Drainase Buruk, Tata Wilayah Semrawut

bandungekspres.co.id – BANJIR dan tanah longsor jadi ancaman setiap kali memasuki musim hujan. Buruknya drainase dan semrawutnya tata kelola wilayah memperparah kondisi itu. Sayang, menurut Direktur Eksekutif Nasional Walhi Nurhidayati, hingga kini belum ada satu pun daerah yang serius menerapkan prinsip mengurangi air larian (zero runoff) Artinya, air hujan begitu saja mengalir dari daerah tinggi ke kawasan yang lebih rendah tanpa meresap ke dalam tanah.

Bila kondisi tersebut dibiarkan, bencana banjir sampai kapan pun akan terus terjadi saat musim hujan tiba. ”Ekosistem yang tidak seimbang memperparah kondisi tersebut,” ujarnya kepada Jawa Pos (Jabar Ekspres Group) kemarin.

Dia menilai, sistem drainase yang diterapkan mayoritas daerah saat ini cenderung mengadopsi pola kota metropolis.
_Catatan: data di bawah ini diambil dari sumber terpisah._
PR #12424, opened 2021-10-21
Organize Storybook Components

### LINKED ISSUE #12551: Move "Getting Started" section to top in Storybook
**Describe the bug**
Getting Started section is at the bottom of the menu in storybook. It should be at the top.

1. Go to [Metamask storybook](https://metamask.github.io/metamask-storybook/index.html)
2. Scroll down menu to see "Getting Started" section at bottom

**Expected behavior**
Getting Started section should be at the top of the menu in storybook

We can use `storySort` to sort stories https://storybook.js.org/docs/react/writing-stories/naming-components-and-hierarchy#sorting-stories

**Screenshots**
(Screen shot taken from #12424)

Screen Shot 2021-11-01 at 9 30 10 AM

EtDu:
This PR aims to classify and visually organise all storybook components.

Each component is sorted exactly how it appears in the project.

fixes #12551


georgewrmarshall (changes requested):
This is looking good! I like the use of `'App/'`, `'UI/` and `'Pages'/` groupings. I think nesting any further may reduce discoverability? Also some of the groupings do not make complete sense to me e.g. `'UI/Modal/Actionable Message'`

I would suggest at least for this first run only having one level of groupings reflect the location of the stories in the app. This will help:

- Find stories more easily
- Understand how the code is organized 

Could we remove any nesting of groups further than `'App/'`, `'UI/` and `'Pages'/`?

So it would look something like

```
title: 'FOLDER_NAME/COMPONENT_NAME'
```

At least for this addition. We may be able to identify further nested groupings in future but for now I think this change will already make a huge difference!

brad-decker (approved):

georgewrmarshall:
@EtDu also if we could fix this warning about duplicate story titles

Screen Shot 2021-10-26 at 11 28 54 AM

jj-crypto (approved):

jj-crypto (approved):

ui/pages/settings/settings.stories.js
```diff
@@ -19,7 +19,7 @@ import {
 import SettingsPage from './settings.component';
 
 export default {
-  title: 'SettingPage',
+  title: 'Pages/Send/Settings Page',
```
georgewrmarshall, line 22: Should this be 
```suggestion
  title: 'Pages/Settings',
```

georgewrmarshall (commented):
This looks excellent. Nice work! 💯  Just flagged one page but everything else looks great!

georgewrmarshall:
I've also created this issue #12551 if you want to include it in this PR? Also fine as separate.

EtDu:
> I've also created this issue #12551 if you want to include it in this PR? Also fine as separate.

good to go

georgewrmarshall (approved):
LGTM! Nice work 💯

georgewrmarshall:
To fix your lint issue just change `Base` story in `toggle-button.stories.js` to `DefaultStory`. Sorry I forgot I updated that one https://github.com/MetaMask/metamask-extension/blob/develop/ui/components/ui/toggle-button/toggle-button.stories.js#L13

Yakni, melakukan normalisasi sungai dan saluran air kompleks perumahan dengan menutup tanah resapan secara permanen dengan paving dan beton. ”Niatnya seperti prinsip jalan tol, air bisa mengalir cepat. Tapi, daerah hilir tidak diperhatikan,” tuturnya.

Sistem drainase semacam itu mestinya didukung pembangunan kantong air yang baik di kawasan hilir. Nur mencontohkan sistem saluran air di Belanda yang menyediakan ruang khusus untuk air. Negeri Kincir Angin itu melakukan naturalisasi dengan cara mengembalikan kawasan hilir sebagai kantong air. ”Kalau tidak dilakukan (naturalisasi, Red), warga yang tinggal di daerah hilir akan terus menjadi korban (banjir, Red),” ungkapnya.
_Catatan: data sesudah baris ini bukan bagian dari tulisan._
PR #12431, opened 2021-10-21
Add currency symbol validation in the add network form

adonesky1:
- Adds (non-blocking) warning when ticker symbol doesn't match what's found on `https://chainid.network/chains.json`
- Refactors `networks-form.js` validation
- Makes `Currency Symbol` a required field in the Add Network Form
- Updates network form error verbiage to match new figma designs 👇 

[Figma designs](https://www.figma.com/file/EUQ1LPxKPU9tga4YnjISn1/Network-specific-assets?node-id=1407%3A20916)

**Further Context:** This work was originally conceived and discussed in PR #12410

**Steps to Manually Test**
 1. Go to add a network form
 2. Add a valid RPC URL
 3. Add the chainId (if you don't enter the correct on you should see an error indicating the correct one for this RPC endpoint)
 4. See that the save button is still not enabled because currency symbol is not yet complete
 5. Enter any string in the currency symbol field. 
 6. See that a warning below that field pops indicating the expected symbol values for this chain Id.

**Demo:**
(scenario user sees warning but can elect to ignore and proceed to add the network) 
https://user-images.githubusercontent.com/34557516/152047015-c400cb03-2000-44d2-9624-a43b1544de24.mov

Related work to do after this PR:
- [ ] Add prompt for user to add ticker symbol to networks they had previously added without one.
- [ ] Add more tests of new validation logic

### DIFF
--- a/ui/pages/settings/networks-tab/networks-form/networks-form.js
+++ b/ui/pages/settings/networks-tab/networks-form/networks-form.js
@@ -374,9 +374,13 @@ const NetworksForm = ({
   const validateUrlRpcUrl = useCallback(
     (url) => {
       const isValidUrl = validUrl.isWebUri(url);
-      const [{ rpcUrl: matchingRPCUrl = null } = {}] = networksToRender.filter(
-        (e) => e.rpcUrl === url,
-      );
+      const [
+        {
+          rpcUrl: matchingRPCUrl = null,
+          label: matchingRPCLabel,
+          labelKey: matchingRPCLabelKey,
+        } = {},
+      ] = networksToRender.filter((e) => e.rpcUrl === url);
       const { rpcUrl: selectedNetworkRpcUrl } = selectedNetwork;
 
       if (!isValidUrl && url !== '') {
@@ -398,7 +402,7 @@ const NetworksForm = ({
         return {
           key: 'urlExistsErrorMsg',
           msg: t('urlExistsErrorMsg', [
-            matchingRPCUrl.label ?? matchingRPCUrl.labelKey,
+            matchingRPCLabel ?? matchingRPCLabelKey,
           ]),
         };
       }
--- a/ui/pages/settings/networks-tab/networks-form/networks-form.js
+++ b/ui/pages/settings/networks-tab/networks-form/networks-form.js
@@ -5,6 +5,7 @@ import PropTypes from 'prop-types';
 import validUrl from 'valid-url';
 import log from 'loglevel';
 import classnames from 'classnames';
+import { debounce } from 'lodash';
 import { useI18nContext } from '../../../../hooks/useI18nContext';
 import {
   isPrefixedFormattedHexString,
@@ -26,6 +27,7 @@ import {
   DEFAULT_ROUTE,
   NETWORKS_ROUTE,
 } from '../../../../helpers/constants/routes';
+import fetchWithCache from '../../../../helpers/utils/fetch-with-cache';
 
 /**
  * Attempts to convert the given chainId to a decimal string, for display
@@ -83,6 +85,7 @@ const NetworksForm = ({
     selectedNetwork?.blockExplorerUrl || '',
   );
   const [errors, setErrors] = useState({});
+  const [warnings, setWarnings] = useState({});
   const [isSubmitting, setIsSubmitting] = useState(false);
 
   const resetForm = useCallback(() => {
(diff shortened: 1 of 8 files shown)


ui/pages/settings/networks-tab/networks-form/networks-form.js
```diff
@@ -488,39 +571,29 @@ const NetworksForm = ({
...
         <FormField
           error={errors.blockExplorerUrl?.msg || ''}
-          onChange={(value) => {
-            setBlockExplorerUrl(value);
-            validateBlockExplorerURL(value);
-          }}
+          onChange={setBlockExplorerUrl}
           titleText={t('blockExplorerUrl')}
           titleUnit={t('optionalWithParanthesis')}
           value={blockExplorerUrl}
```
jpuri, line 599: @adonesky1 : this file is getting too big, it will be useful to extract validation logic into a separate file and have more unit test coverage.

adonesky1: One problem with this is that the validation methods require the context from `useI18nContext` and it feels wrong to pass it as an argument? And I think we agreed that we shouldn't pass keys to `t()` (from`useI18nContext`) as variables. I suppose I could make a class that holds these methods that instantiates `useI18nContext`, and is itself instantiated in the networks-form component but that isn't a pattern I think we use anywhere else so I'm hesitant. Do you have thoughts on how we should create helper files that need context like `useI18nContext` without passing it in as an argument? cc @jpuri @brad-decker @danjm

adonesky1: I remember @brad-decker also raising whether we should deprecate the recently introduced `<I18nValue>` what was the result of that discussion?

adonesky1: @jpuri added more unit testing here: https://github.com/MetaMask/metamask-extension/pull/12431/commits/ba7b38dbf276a2bfa550fcd5907e5c06deca9dfd

jpuri (dismissed):

brad-decker (dismissed):
LGTM, love the added test coverage

ui/pages/settings/networks-tab/networks-form/networks-form.test.js
```diff
@@ -1,10 +1,42 @@
...
 import configureMockStore from 'redux-mock-store';
-import { fireEvent } from '@testing-library/react';
+import { fireEvent, screen } from '@testing-library/react';
+import nock from 'nock';
 import { renderWithProvider } from '../../../../../test/jest/rendering';
 import { defaultNetworksData } from '../networks-tab.constants';
+import { MAINNET_RPC_URL } from '../../../../../shared/constants/network';
 import NetworksForm from '.';
 
+nock('https://chainid.network:443', { encodedQueryParams: true })
```
mcmire, line 10: This will create a global mock across all tests. I'm afraid this will lead to intermittently failing tests. Should this go within a `beforeEach`, and does it makes sense to call `nock.cleanAll()` within an `afterEach`?

mcmire (changes requested):

ui/pages/settings/networks-tab/networks-form/networks-form.test.js
adonesky1: Yeah good call out!

ui/pages/settings/networks-tab/networks-form/networks-form.test.js
```diff
@@ -68,6 +38,50 @@ const propNetworkDisplay = {
 };
 
 describe('NetworkForm Component', () => {
+  beforeAll(() => {
+    nock.disableNetConnect();
```
mcmire, line 42: Ah yeah I forgot about this!

mcmire (approved):
Thanks!

ui/pages/settings/networks-tab/networks-form/networks-form.test.js
adonesky1: done here @mcmire: https://github.com/MetaMask/metamask-extension/pull/12431/commits/8944afe5c5b3057550529316cd420b33775e61da

adonesky1:
@jpuri @brad-decker just address a small piece of feedback from @mcmire here: https://github.com/MetaMask/metamask-extension/pull/12431/commits/8944afe5c5b3057550529316cd420b33775e61da

brad-decker (approved):

NiranjanaBinoy (approved):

Pengendalian banjir tersebut bisa terealisasi bila seluruh pemangku kepentingan di suatu daerah memiliki komitmen kuat. Dibutuhkan pendekatan politik dalam penanganan itu. ”Sistem drainase sebenarnya bagian dasar dari tata ruang wilayah. Tapi, karena banyaknya kepentingan, membuat sistem itu sulit terealisasi,” ujarnya.

Di sisi lain, Kementerian Lingkungan Hidup dan Kehutanan (KLHK) menuding pemerintah daerah menjadi pihak yang paling bertanggung jawab atas bencana banjir dan tanah longsor di beberapa wilayah Indonesia sepanjang tahun ini. Pemda dianggap kurang maksimal dalam menyikapi peringatan dini bencana alam yang dikirim pemerintah pusat.

”Sebenarnya warning sudah kami berikan (kepada pemda, Red),” ujar Menteri LHK Siti Nurbaya Bakar. Peringatan dini itu dikirim pemerintah pusat melalui stakeholder pencegahan dan penanggulangan bencana. Selain KLHK, Kementerian Dalam Negeri (Kemendagri) juga telah mengirim surat peringatan dini bencana kepada seluruh gubernur dan bupati/wali kota.